Solve $an^2+bn+c=k^2$ over the integers.

I need to solve $$5n^2+14n+1=k^2$$ over integers $$n$$ and $$k$$. I was wondering if there is any general theory for solving diophantine equations of the form $$an^2+bn+c=k^2$$. For my specific case, I already found the first $$21$$ solutions.

$$(2,7);(5,14);(21,50);(42,97);(152,343);(296,665);(1050,2351);(2037,4558);(7205,16114);(13970,31241);(49392,110447);(95760,214129);(338546,757015);(656357,1467662);(2320437,5188658);(4498746,10059505);(15904520,35563591);(30834872,68948873);(109011210,243756479);(211345365,472582606);(747173957,1670731762)$$

After this I get overflow problems. I noticed that the sequence grows exponentially, so I wondered what the base is. The ratio of terms seems to oscelate between $$1.939$$ and $$3.535$$. I then noticed that $$3.535\approx\frac52\sqrt{2}$$. Unfortunately I could not find a closed expression that is approximately $$1.939$$.

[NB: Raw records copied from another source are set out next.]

PR #2327, opened 2016-10-24
Makes sure all custom link hint characters defined in settings are lowercase

sco-tt:
Cleaner/simpler implementation of https://github.com/philc/vimium/pull/2320

Addresses #2229

### DIFF
--- a/content_scripts/link_hints.coffee
+++ b/content_scripts/link_hints.coffee
@@ -444,7 +444,8 @@ class LinkHintsMode
 # Use characters for hints, and do not filter links by their text.
 class AlphabetHints
   constructor: ->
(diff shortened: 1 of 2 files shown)


smblott-github:
Thanks, @sco-tt.  This is going to be a bit weird when there are capital letters showing on the options page.  Should we force them to lower case there too (either on `blur` or on save).

(Sorry for the slow response, I've been tied up with other matters.)

sco-tt:
I think this is a good idea. 

I added this change to the saveOptions method as it seemed a bit cleaner from a UX as well as code perspective, but I'm open to other ideas.

smblott-github:
Thanks, @sco-tt.

Issue #2287, opened 2016-10-01
Feature request: "clickable" comboboxes


tobimensch:
Here's an example, of what doesn't work.

http://www.anandtech.com/show/10697/the-lenovo-thinkpad-x1-yoga-review/2

There's a combobox that you can use to navigate between the pages in the article.

Hitting f you get a hint on the combobox, but pressing the key combination results
in nothing. What's expected here is that the combobox expands, so that the user
can make a selection.

gdh1995:
It's a Chrome's feature that disallow Vimium to activate a `<select>`.

This feature is imported since Chrome 53 (https://www.chromestatus.com/features/5718803933560832), and as far as I know, there's no solution to work it around until now.

Issue #2257, opened 2016-09-19
Vimium cannot "click" select elements


daemedeor:
Previously when I used vim on Chrome 51 or thereabouts the dropdown used to open when I hit f and then the associated tag that vimium tagged the field with. Now vimium still tags the field but it doesn't seem to open the select boxes. I tried it on several pages by adding my own select boxes but I'm not quite sure why its not working. Any workaround?

smblott-github:
@daemedeor... Could you provide an example page?

(This works on Facebook, for me.)

daemedeor:
Here: http://store.steampowered.com/agecheck/app/234140/?snr=1_239_4__122, if you have steam. also note: I'm on Chrome 53, Seirra, macOS. 

<img width="1285" alt="screen shot 2016-09-19 at 7 10 30 am" src="https://cloud.githubusercontent.com/assets/6037411/18631579/6a02df4c-7e38-11e6-8ed2-a0863333969d.png">

daemedeor:
Ah, the thing is. Even when I go to other pages (not just this one, this is just one of the examples) it seems to do it. Even when I just make my own select box. I'll test on facebook one minute.

daemedeor:
Hmmmm Wait... its not the drop down at the top of the page on the dropdown menu, I mean like where it says "Feburary" or the date picker.

romgrk:
Hello,
I have been seeing warnings pop up in the console (when clicking through vimium), saying that some non-standard behaviors would be removed from Chrome sometime during September, so I'm guessing that this is it. I'm using version 54 and those warnings have disappeared, along with the ability to click through vimium.

romgrk:
After a bit of investigation, it seems that it is indeed unstandard to be able to open a select element through javascript. Given that Chrome/ium is lately pushing to more standardization, I think it is unlikely they will go back to the old behavior. I would recommend at least triggering a 'focus' event on such elements, so the user can trigger it with space subsequently.

smblott-github:
@romgrk... If you're referring to the following console message regarding `keyIdentifier`, then we already have code in place to cover its removal:

![snapshot](https://cloud.githubusercontent.com/assets/2641335/18655817/d452fcfa-7ee3-11e6-9e76-f7f84d3ef2ef.png)

Regarding Chrome 54... I tried it, and didn't have any issues with link hints.  Please post a link and a description of the steps to reproduce.

romgrk:
Oh, well,
1. Find any select element
[...]

PR #2338, opened 2016-11-09
Partial fix for selecting SELECT elements

ramiroaraujo:
This issue has been reported and verified in #2257 and #2287, and was introduced with Chrome v53.
It's been noted in #2257 that calling `focus()` on the `select` element could do the trick, and indeed it does. It doesn't expand the `select` as it used to be, but at least it's focused.

The fix treats the `select` elements the same as `input` elements, and simply focus on them.
I've also updated the test to verify the focus on the element.

I've been using this fix for a few days now, since I couldn't go by without hitting selects any more. Hope it helps!

### DIFF
--- a/CREDITS
+++ b/CREDITS
@@ -48,5 +48,6 @@ Contributors:
   Scott Pinkelman <scott@scottpinkelman.com> (github: sco-tt)
   Darryl Pogue <darryl@dpogue.ca> (github: dpogue)
   tobimensch
+  Ramiro Araujo <rama.araujo@gmail.com> (github: ramiroaraujo)
 
 Feel free to add real names in addition to GitHub usernames.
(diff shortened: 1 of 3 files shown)


gdh1995:
+1

Some ideas:
* I think we may also `focus` `<embed>`s and `<object>`s.
* It seems that `clickEl.type not in ["button", "submit"]` is not needed, because `else if DomUtils.isSelectable clickEl` in Line 390 has checked the same thing.

ramiroaraujo:
@gdh1995 I would prefer to keep this PR as simple as possible, "focusing" solely on the `<select>` issue

smblott-github:
That's really nice, @ramiroaraujo, thanks.

(And sorry for the delay.)

AndrewSouthpaw:
Any chance we could get a version bump on the Chrome extensions store, so we can all more easily benefit from this partial fix? :)

vmindru:
+1 need a version bump

PR #2369, opened 2016-12-11
getViewportTopLeft: support zoomed static documentElement

gdh1995:
This is a completion of #2301. If `document.documentElement` is zoomed, Vimium's hints `<div>` are also zoomed, and then `scrollY` may be not equal with viewport client rect's `top`. Therefore the zoom level must be taken into consideration.

Example:
* make the tab zoom level is 1, `documentElement`'s `zoom` style is 2
* open a page, scroll to the top left corner
* press `f`, and all things are right
* exit LinkHints mode, scroll down for 100px, and then press `f`
* this time all hints has moved down 200px from the correct place

Comment: if `documentElement.style.position` is not `"static"`, then the old code works well.

### DIFF
--- a/lib/dom_utils.coffee
+++ b/lib/dom_utils.coffee
@@ -289,13 +289,14 @@ DomUtils =
     setTimeout((-> DomUtils.removeElement flashEl), 400)
 
   getViewportTopLeft: ->
-    style = getComputedStyle document.documentElement
+    box = document.documentElement
+    style = getComputedStyle box
     if style.position == "static" and not /content|paint|strict/.test(style.contain or "")
       zoom = +style.zoom || 1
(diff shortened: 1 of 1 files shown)


smblott-github:
Is there a page where I can test this, @gdh1995?

gdh1995:
https://jsfiddle.net/zh4foqp9/

image

gdh1995:
Oops, I find that a zoomed `body` or other element can make a mess of all computed bounding rects, and there seems no good method to detect them, since `getBoundingClientRect` does not compute the CSS property `zoom`.

But this fix to `documentElement` still works if without any other zoomed elements.

gdh1995:
I've updated the demo page: https://jsfiddle.net/zh4foqp9/1/

In face, all CSS properties which can affect `documentElement`'s box should be taken into consideration, and this PR just includes what I've found.

PR #2371, opened 2016-12-14
Add "swap" command option for marks.

smblott-github:
In a browser, I find global marks considerably more useful than local marks; for example, I use marks to quickly jump back to my email tab.

Unfortunately, inheriting vim's approach, global marks require capital letters, so the `<Shift>` key.

This PR implements:

    map m Marks.activateCreateMode swap
    map ' Marks.activateGotoMode swap

which inverts the `isGlobalMark()` test for the `<Shift>` key.

Edit: So, you can use lower-case letters for global marks, which is much more useful in practice. End edit.

Is the name `swap` the best one?  It could be `invert` instead, or perhaps there's something better.

### DIFF
--- a/content_scripts/marks.coffee
+++ b/content_scripts/marks.coffee
@@ -2,6 +2,7 @@
 Marks =
   previousPositionRegisters: [ "`", "'" ]
   localRegisters: {}
+  currentRegistryEntry: null
   mode: null
 
   exit: (continuation = null) ->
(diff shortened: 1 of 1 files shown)


gdh1995:
So a mark created by `Marks.activateCreateMode swap` only has a lower-case letter, and we can goto it only by `activateGotoMode swap`?

Do we need to ensure letters of global marks upper-case? (So that we may activate them whatever the `swap` option is)

smblott-github:
> So a mark created by Marks.activateCreateMode swap only has a lower-case letter, and we can goto it only by activateGotoMode swap?

Good observation.  To "fix" this, we would also toggle the case of the mark.  That works for letters, but not for other characters (e.g. `9` versus `(`).

My sense is to leave this as is, although that's not a high-confidence position.

Issue #2275, opened 2016-09-26
Feature request: Search box (optionally) at top.


tobimensch:
I'm used to search boxes being at the top right in chrome/chromium. When I type / it can happen that I think for a few seconds that it didn't work, because I expect the search input box in the upper right corner from years of getting used to that work flow.

It would be much appreciated if there was an option to set the location of the search box.

sergeyzozulya:
Best option would be to use nice vomnibox

smblott-github:
I'm not sure there's a strong enough to add an extra option for this.  Arguably, bottom-left would be the correct place (a la vim), but the status quo seems ok for most users.

sergeyzozulya:
Yes, right now it's similar to vim but looks a bit ugly comparing to vomnibox

smblott-github:
> bit ugly comparing to vomnibox

I agree.  I'd like to see it restyled to better match the look of the vomnibar.

philc:
Closing in favor of #3468, which more narrowly captures the latest proposal by @ghost and @smblott-github.

PR #2380, opened 2016-12-21
Re-style HUD to look similar to Vomnibar

sergeyzozulya:
According to issue #2275, I tried to change tune styling a bit

### DIFF
--- a/content_scripts/vimium.css
+++ b/content_scripts/vimium.css
@@ -303,43 +303,60 @@ a:link.vimiumHelDialogLink, a:visited.vimiumHelDialogLink,
 
 div.vimiumHUD {
   display: block;
-  position: fixed;
-  bottom: 0px;
-  /* Keep this far enough to the right so that it doesn't collide with the "popups blocked" chrome HUD. */
-  right: 0px;
-  color: black;
-  height: auto;
-  min-height: 13px;
-  width: auto;
-  max-width: 400px;
-  min-width: 150px;
-  text-align: left;
-  background-color: #ebebeb;
-  padding: 3px 3px 2px 3px;
-  margin: 0;
-  border: 1px solid #b3b3b3;
-  border-radius: 4px 4px 0 0;
-  font-family: "Lucida Grande", "Arial", "Sans";
-  font-size: 12px;
-  text-shadow: 0px 1px 2px #FFF;
-  line-height: 1.0;
+	position: fixed;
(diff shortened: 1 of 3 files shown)


smblott-github:
Well, that's interesting, @sergeyzozulya.

However, it's probably too much of a divergence from the status quo.

Some requirements would be:

- familiar to use for existing users; that probably means it needs to be in the same place
- unlikely to obscure relevant content; that probably means it stays small (although possibly a bit bigger than previously.

Remember, the HUD is also used for informational messages (like "Visual mode", "Yanked SOMETHING").  So it needs to be unobtrusive too.

I'd suggest...

- move it back to roughly where it was
- it can be a bit bigger than previously
- it should be attached to the edge of the viewport
- and it should be styled more like the Vomnibar (or possibly the Chrome Find box).

This will take some experimentation to get right.

sergeyzozulya:
Thanks for comments, I do agree. Now it's smaller and on bottom right. Also, when it shows just info - it's grey, when it's in edit mode - it's white to match Chrome Find.

smblott-github:
Screenshots, for the curious...

Find mode:

snapshot

Any other HUD mode:

snapshot

These are both tight up against the bottom right of the viewport.

@sergeyzozulya... Looks nice.  Perhaps a touch too wide, but I can't decide whether it looks better tucked against the left of the page or floating slightly further left (the status quo).

@philc... What do you think?

sergeyzozulya:
That was the idea, something like it pop up from the bottom edge. I put it to the very right side to match Chrome Find. Width: it's 20% right now and 400px minimum.

rsperezn:
Hi there, any updates on this pr? Was also thinking of submitting something to make the search box more visible

philc:
Sorry for coming to this late. The screenshot @smblott-github posted looks good, although I would like to weak the styles further to make it less wide. Also, the diff is using tabs, not spaces.

However, I tried this patch recently and the find box isn't showing up with this patch applied. I didn't debug it further. If anyone wants to tune this to get it working again, I'd like to preview it.

gdh1995:
@philc Sorry, the HUD is disappearing because of one of my typos, and you may merge #3467 then.

philc:
Thanks @gdh1995. I tried this out and it looks like an improvement to me, so I've merged it in 74710b743119efaf525a63fee3ad5d5e8bb98bb1.

PR #2688, opened 2017-10-01
Use Mocha instead of Shoulda.js for tests

mrmr1993:
This makes the bare minimum amount of changes to move from @philc's [shoulda.js](https://github.com/philc/shoulda.js) to [Mocha](https://mochajs.org) for tests, as part of my master plan to move to in-browser testing. This gives us a few advantages:
* Mocha supports asynchronous tests out-of-the-box, so we can remove the hacks we've been using to make DOM tests synchronous
* we can move to asynchronous testing methods
  - this lets us use selenium to test the extension in real Chrome and Firefox, on real pages
  - this would also let us create testcases for issues far more easily, and even let us test for browser/version specific issues
* we can use anything that would be useful from the Mocha ecosystem
  - it supports a large number of assertion libraries
  - we have choice over [test result output](https://mochajs.org/#reporters), and it's easy to write our own if we need it
  - there's plenty of tooling for it (e.g. `mocha-phantomjs`)

This PR itself has some disadvantages:
* it depends on `mocha-phantomjs` to run the DOM tests, rather than normal `phantomjs`.
  - I plan for this to get rid of this when I've rewritten the DOM tests using selenium
* it depends on `assertion` to make assertions in the DOM tests.
  - this effectively reimplements the [Node.js assert library](https://nodejs.org/api/assert.html) without being Node specific
  - we need this because we can't use Node's own libraries in-browser
  - if we move to a different assertion library, we won't need this any more
* the DOM tests require a file from the unit tests folder, since it sets up the polyfill for the shoulda.js calls
  - this is easily fixed, but I would prefer to convert the tests to use Node's assert (or another library) directly
* ~~a couple of (unit) tests are failing that weren't under shoulda.js.~~ **Fixed.**
  - ~~I haven't investigated this; it's possible that something wasn't running properly before, or that I've broken them in the conversion~~

@philc @smblott-github is this a direction worth pursuing?

### DIFF
--- a/.gitmodules
+++ b/.gitmodules
@@ -1,3 +1,0 @@
-[submodule "tests/shoulda.js"]
-	path = tests/shoulda.js
-	url = https://github.com/philc/shoulda.js.git
--- a/.travis.yml
+++ b/.travis.yml
@@ -4,6 +4,7 @@ before_install:
   - "npm install -g coffee-script"
   - "npm install path@0.11"
   - "npm install util"
+  - "npm install mocha"
   - "npm install -g phantomjs@1.9.20"
   - "cake build"
 script: "cake test"
--- a/.travis.yml
+++ b/.travis.yml
@@ -5,6 +5,7 @@ before_install:
   - "npm install path@0.11"
   - "npm install util"
   - "npm install mocha"
+  - "npm install assertion"
   - "npm install -g phantomjs@1.9.20"
   - "npm install mocha-phantomjs"
   - "cake build"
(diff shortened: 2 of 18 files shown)


smblott-github:
> is this a direction worth pursuing?

Very definitely yes!  I'll look at this soon.

Thanks for taking the initiative on this.

philc:
Thanks for the substantial proof of concept @mrmr1993. Regarding selenium tests, at the moment, I don't think the tradeoff of more realistic testing environments from in-browser testing vs.  the additional complexity is worth it.

As an aside, shoulda.js now uses a similar syntax as Mocha.

PR #2701, opened 2017-10-04
Allow using capital letters as link hint characters

### LINKED ISSUE #2414: Feature request: Use the link's name and capital letters for link-hint filtering
This is a request for a feature similar to *"Use the link's name and numbers for link-hint filtering"* with a difference that it would be possible to use capital letters instead of numbers to follow hints. I didn't find any existing setting for that and setting only capital letters as characters used for link hints didn't give expected results.

How this feature would work is that typing in lower case would follow links by text matching and use of capital letters would follow links by hints. It is the exact behavior that I am using in [VimFx](https://github.com/akhodakivskiy/VimFx) extension for Firefox.

ahstro:
I'm very new to the code base, so please double check so that things make sense. Also, I didn't write any tests because they didn't pass when I cloned `master`, and there's a pretty big PR related to them. I'd be willing to (try and) write some now or later if desired.

Closes #2414

### DIFF
--- a/content_scripts/link_hints.coffee
+++ b/content_scripts/link_hints.coffee
@@ -239,8 +239,11 @@ class LinkHintsMode
     # NOTE(smblott) As of 1.54, the Ctrl modifier doesn't work for filtered link hints; therefore we only
     # offer the control modifier for alphabet hints.  It is not clear whether we should fix this.  As of
     # 16-03-28, nobody has complained.
-    modifiers = ["Shift"]
-    modifiers.push "Control" unless Settings.get "filterLinkHints"
+    modifiers =
+      if Settings.get "filterLinkHints"
+        []
+      else
+        ["Control", "Shift"]
 
     if event.key in modifiers and
       @mode in [ OPEN_IN_CURRENT_TAB, OPEN_WITH_QUEUE, OPEN_IN_NEW_BG_TAB, OPEN_IN_NEW_FG_TAB ]
@@ -288,8 +291,13 @@ class LinkHintsMode
 
     else
       @tabCount = previousTabCount if event.ctrlKey or event.metaKey or event.altKey
+      keyChar =
+        if Settings.get "filterLinkHints"
+          KeyboardUtils.getKeyChar(event)
+        else
+          KeyboardUtils.getKeyChar(event).toLowerCase()
       unless event.repeat
-        if keyChar = KeyboardUtils.getKeyChar(event).toLowerCase()
+        if keyChar
           keyChar = " " if keyChar == "space"
           if keyChar.length == 1
             @markerMatcher.pushKeyChar keyChar
@@ -473,7 +481,7 @@ class AlphabetHints
   # For alphabet hints, <Space> always rotates the hints, regardless of modifiers.
   shouldRotateHints: -> true
 
-# Use numbers (usually) for hints, and also filter links by their text.
+# Use characters for hints, and also filter links by their text.
 class FilterHints
   constructor: ->
     @linkHintNumbers = Settings.get "linkHintNumbers"
--- a/pages/options.html
+++ b/pages/options.html
@@ -115,11 +115,11 @@ b: http://b.com/?q=%s description
             </td>
           </tr>
           <tr id="linkHintNumbersContainer">
-            <td class="caption">Numbers used<br/> for link hints</td>
+            <td class="caption">Characters used<br/> for link hints</td>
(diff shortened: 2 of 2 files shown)


ahstro:
Ah, yes, I see your point. I thought it reasonable to mergw them, since it would no longer be restricted to numbers.

Do you suggest keeping `linkHintNumbers` but allowing non-numeric numbers in there?

mrmr1993:
Yes, I think so.

smblott-github:
> Do you suggest keeping linkHintNumbers but allowing non-numeric numbers in there?

Yes.

ahstro:
Well, that simplified the PR quite a bit 😅

mrmr1993:
You could tweak the comment by the filter hints option to document this feature, if you wanted to bulk up the PR.

ahstro:
There, one more line 😉

mrmr1993:
I meant [here](https://github.com/philc/vimium/blob/9da17bfd35f5e97bc4e6949debbaae073bc367e5/pages/options.html#L122), but the other tweak is nice to have too.

content_scripts/link_hints.coffee
```diff
@@ -289,7 +292,7 @@ class LinkHintsMode
     else
       @tabCount = previousTabCount if event.ctrlKey or event.metaKey or event.altKey
       unless event.repeat
-        if keyChar = KeyboardUtils.getKeyChar(event).toLowerCase()
+        if keyChar = KeyboardUtils.getKeyChar(event)
```
mrmr1993: We still want `toLowerCase` applied when `Settings.get "filterLinkHints"` is falsey, otherwise it breaks <kbd>shift</kbd> for 'alphabet hints'.

content_scripts/link_hints.coffee
```diff
@@ -288,8 +291,13 @@ class LinkHintsMode
 
     else
       @tabCount = previousTabCount if event.ctrlKey or event.metaKey or event.altKey
+      keyChar =
+        if Settings.get "filterLinkHints"
+          KeyboardUtils.getKeyChar(event)
+        else
+          KeyboardUtils.getKeyChar(event).toLowerCase()
```
ahstro: Not sure if duplicating `KeyboardUtils.getKeyChar(event)` was the most elegant solution, but it felt better than adding another variable just for keeping that value.

mc10: What about
```
keyChar = KeyboardUtils.getKeyChar event
unless Settings.get "filterLinkHints"
  keyChar = keyChar.toLowerCase()
```

ahstro: Not a huge fan of mutation, but if you think that's better, I'll change it?

smblott-github:
Do we not need a `toUpperCase()` somewhere for the hint character?  Otherwise, if the user sets lower-case hint characters, then some characters match link text and some are hints.  And the user cannot just type text for the link.

Also, setting upper-case hint characters on the options page, then it's weird that some shifted characters match hints which others match the link text.

smblott-github:
(Sorry.  Should have thought longer before posting.)

Would it be useful to have HUD feedback of the special meaning when `<Shift>` is depressed?

ahstro:
I did have some `toUpperCase()` logic back when I replaced `linkHintNumbers`; I could bring that back if you'd like? The way I did it was upper-cased `linkHintNumbers` on `filterLinkHints` toggle and options save. I left it out now because I didn't mind if people want to have some letters be filters and some be hints.

I'm not sure what you mean with the HUD feedback nor why that would help? One thing that could be beneficial would be that the hints reflected the case of the hints in settings, so that, if you're using non-filtering hints, the hits would be lower case?

That felt like I rambled a bit, hope you understand what I'm getting at. 🙂

smblott-github:
OK.

I'll take this a tweak it.

smblott-github:
I propose doing this [like this](https://github.com/smblott-github/vimium/tree/ahstro/feature/upper-case-link-hints); specifically, this [commit](bc8df497670658fdafa26660ee09987cf9d969ae).

From that commit:

1. Simplify the logic for calculating `modifiers`.
2. Revert the ordering of the `event.repeat` test and `keyChar` assignment.
3. Link hint characters *only* match in upper case.
4. If there are link-hint characters (non numbers), then shifted characters are only ever hints.
5. Otherwise, revert to doing all hint text comparison in lower case.

smblott-github:
Merged.  Closing.

PR #2713, opened 2017-10-08
Make link hints all equal length

eyqs:
In link-hint mode, I'm used to links opening immediately after I enter the last number. When there are more than ten links on the page, and I type "1", it always takes me a few seconds to realize that I then need to press enter.

This pull request fixes this by making all link hints the same length with leading 0s. The only downside I can see is that on a page with more than a hundred (!) links, typing "002" takes one extra keystroke compared to typing "2<Enter>". I think the frustration of remembering to press enter far outweighs this.

### DIFF
--- a/CREDITS
+++ b/CREDITS
@@ -17,6 +17,7 @@ Contributors:
   ConradIrwin
   Daniel MacDougall <dmacdougall@gmail.com> (github: dmacdougall)
   drizzd
+  Eugene Y. Q. Shen <eugene@eyqs.ca> (github: eyqs)
   gpurkins
   hogelog
   int3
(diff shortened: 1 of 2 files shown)


smblott-github:
I don't think that this is a great idea, @eyqs.  It's a pretty big change to the UI, with not that much evidence that the status quo is problematic.

eyqs:
I propose we leave this pull request open for now. The change is just an extra leading zero when you have more than 10 link hints, or two extra leading zeroes when you have ore than 100, which seems very minor to me.

philc:
Closing due to inactivity, and I agree with @smblott-github.

PR #2717, opened 2017-10-11
[POC] Selenium tests

mrmr1993:
This is a follow-on from #2688. Included are:
* basic infrastructure for running the tests via `cake`
* instructions for running the tests in `CONTRIBUTING.md`
* the first few link hints tests from the DOM tests converted for Selenium
* tests running in Chrome and Firefox
* simple option to use Xvfb, so that we can support Travis

Weird things:
* we can't get the extension ID when the browsers start, so we need the extension to open a page from `chrome-extension://` or `moz-extension://` for us.
  - we only get access to Chrome extension APIs via these pages using Selenium, so we want at least one
* Firefox can't open `file://` URLs, so we have to open them from Selenium, once the extension has opened its page(s) (so we don't race)
  - these pages have their content scripts injected as usual, so running tests on these is more authentic (as opposed to `chrome-`/`moz-extension://` pages)
* Firefox tests fail (timeout in initialisation) on Travis.
* there's a link hints-specific harness page that I accidentally included here.
* the diff here includes things from #2688, so it may be more helpful to look at [this diff](https://github.com/mrmr1993/vimium/compare/mocha-tests...mrmr1993:mocha-selenium-tests?expand=1#files_bucket) instead.

This isn't ready for merge, but it's a direction that I'd like us to move in.


mrmr1993:
Updated the title/description. @smblott-github what do you think?

philc:
Cool POC. I don't plan to leverage Selenium -- we now have Puppeteer and I plan to either modernize shoulda.js or use mocha, which should hit at least 80% of our testing use cases.

PR #2729, opened 2017-10-16
Updated Readme

dkrprogramming:


smblott-github:
That's branding, @dkrprogramming.  It's repeated in lots of other places.  So best not change it in just one of those places.

(Thanks anyway!)

PR #2733, opened 2017-10-19
Minimal Firefox Android support

### LINKED ISSUE #2662: Support Firefox on Android
It would be very nice to use vimium on my android tablet with a bluetooth keyboard.  Using firefox nightly, vimium loads fine and the configuration options are available, but it doesn't respond to any key presses.  Is there a simple solution to getting it working or will it require a significant effort?

mrmr1993:
`chrome.windows` and `chrome.browserAction.setIcon` [aren't supported by Firefox on android](https://developer.mozilla.org/en-US/Add-ons/WebExtensions/Differences_between_desktop_and_Android). By adding guards to these in the code, Vimium then works (or, at least, doesn't crash) on Firefox for Android.

I've only added guards where the code runs as expected on android without the APIs. Where code *needs* to access `chrome.windows` I've left it unguarded, so that we get errors that might be useful for debugging later on. E.g. opening an incognito window will still throw an error, since we're unable to call `chrome.windows.create`. None of these are in places where throwing will crash the extension.

This fixes #2662, in the loosest sense of the word.

### DIFF
--- a/background_scripts/bg_utils.coffee
+++ b/background_scripts/bg_utils.coffee
@@ -18,7 +18,7 @@ class TabRecency
       @deregister removedTabId
       @register addedTabId
 
-    chrome.windows.onFocusChanged.addListener (wnd) =>
+    chrome.windows?.onFocusChanged.addListener (wnd) =>
       if wnd != chrome.windows.WINDOW_ID_NONE
         chrome.tabs.query {windowId: wnd, active: true}, (tabs) =>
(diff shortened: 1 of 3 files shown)


smblott-github:
@mrmr1993.  I'll merge this because it is minimally disruptive.  However, I'm nervous about claiming FF on Android support.  Supporting desktop FF is enough hassle, but worth it for the *big* user base.  I'm not sure FF on Android is a priority, though.

PR #2740, opened 2017-10-24
Setting the funtion to hard reload mapped to letter R

krlooss:


smblott-github:
Thanks, @krlooss, but we actually got this already with #2738.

So is there a general way of solving such equations? And is there an obvious reason why the sequence grows exponentially?

Complete the square, and you get $$5 \left(n + \frac{7}{5}\right)^2 - \frac{44}{5} = k^2$$ or $$(5n+7)^2 - 44 = 5 k^2$$ With $$x = 5n+7$$, this is a Pell-type equation $$x^2 - 44 = 5 k^2$$ where you only want solutions where $$x \equiv 2 \mod 5$$.